Life in London has been amazing, and my goal in contributing to this abroad edition of The Acorn is to try and be as little pretentious as possible. My biggest fear is coming across as being that guy who comes across as overly boastful about that “one time he studied abroad.”  Instead, I want to articulate what English life looks like from the perspective of an American to my fellow Drewids back home (I miss you so much Ranger Bear). This second installment comes from Staff Writer – and purveyor of fake news – Jake Levine.

As we move closer to the milestone of one month in the U.K, it seems odd that it still feels unreal. Walking through the streets of London, one notices the reverie that is this magnificent city. Castles and displays of gold line the streets in an exquisite manner, almost overtaking the splendor of the countless drunk people getting plastered on London’s many street corners. The people are unbelievably friendly, always willing to offer directions, share a pint at the pub or enthusiastically, and quite creatively mind you, saying the darndest things like “Oi mate, fuck off will ya?!?”

But having the opportunity to learn in a different country is something truly eye-opening. You see things from a different perspective and come to understand how other people see the world. For example, apparently the British were justified and, get this, underdogs in the Falkland War – at least according to the doorman at the Palace of Westminster (and contrary to what everyone else believes, but “when in Rome,” am I right?). Or that the wonderful monarchs, whose young Prince George likes to call his fellow classmates “treacle,” and the class system, epitomized by the outdated House of Lords, commonly referred to in the House of Commons as “Jurassic Park” or “The Old Man’s Home,” are essential components of a diverse and thriving democratic society.

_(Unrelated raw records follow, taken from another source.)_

PR #8, opened 2016-10-27
Dictionary<string, string> Extensions 2.0

scottbommarito:
Rename `GetOrNull` to `GetOrDefault`.
Remove constraint on `GetOrThrow`.
Modified test cases appropriately.


src/NuGet.Services.Configuration/DictionaryExtensions.cs
```diff
@@ -41,7 +29,7 @@ public static string GetOrNull(this IDictionary<string, string> dictionary, stri
             }
             catch
```
skofman1: don't catch the exception. Should propagate to user.

scottbommarito:
@shishirx34 @ryuyu @skofman1 Quick PR!

PR #9, opened 2016-11-01
IConfigurationProvider and ICachingConfigurationProvider

scottbommarito:
I split `IConfigurationProvider` into two interfaces: `ICachingConfigurationProvider` and `IConfigurationProvider`.

`IConfigurationProvider` contains `GetOrThrow` and `GetOrDefault`.
`ICachingConfigurationProvider` contains `GetOrThrowSync` and `GetOrDefaultSync`.

`IConfigurationProvider` is for providing configuration for which all configuration values cannot be cached, such as environment settings. For such configuration, it is impossible to implement a fail-safe `GetOrThrowSync` and `GetOrThrowDefault` because we cannot rely on having all of the possible configuration values cached.

This is the case for the configuration used by our Search Service, which uses environment variables. By introducing `IConfigurationProvider` I can reuse some of the logic from `SecretConfigurationProvider` to implement a class that the Search Service will use for configuration.


src/NuGet.Services.Configuration/SecretConfigurationProvider.cs
```diff
@@ -11,7 +11,7 @@ namespace NuGet.Services.Configuration
     /// <summary>
     /// Asynchronously provides configuration and command line arguments and injects them with secrets using an ISecretInjector on every access to refresh them.
     /// </summary>
-    public class SecretConfigurationProvider : IConfigurationProvider
+    public class SecretConfigurationProvider : SettingsProvider, IConfigurationProvider
```
ryuyu: Extending SettingProvider instead of implementing ISettingsProvider was intended here?

scottbommarito: Yes, it uses the shared logic in the `SettingsProvider` abstract base class. I have the interface split from the abstract implementation intentionally.

dtivel:
Update the PR's title and comment; `ISettingsProvider` no longer exists as of your last commit.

Despite what may sound like assessment of the U.K, I actually think it is wonderful here. I daresay that London eclipses New York (though the pizza and bagels here are shite). The pigeons are cooler, their underground is actually clean and well-maintained and all the museums are free. But, like every other place, England has its advantages and faults. It isn’t perfect, but neither is America (at least their messy yellow-haired cheeto figure – Boris Johnson – is only their Foreign Secretary – equivalent to Secretary of State – and not their leader). That being said, I do miss certain things about America. I miss ICEEs, freedom, Guy Fieri, dumping tea in the harbor and, last but not least, Bee Movie. But most of all, I miss not constantly fearing impending death every time I step on the street. London cars, get your shite together. Once again, from The Acorn, I’m Jake Levine. Cheers.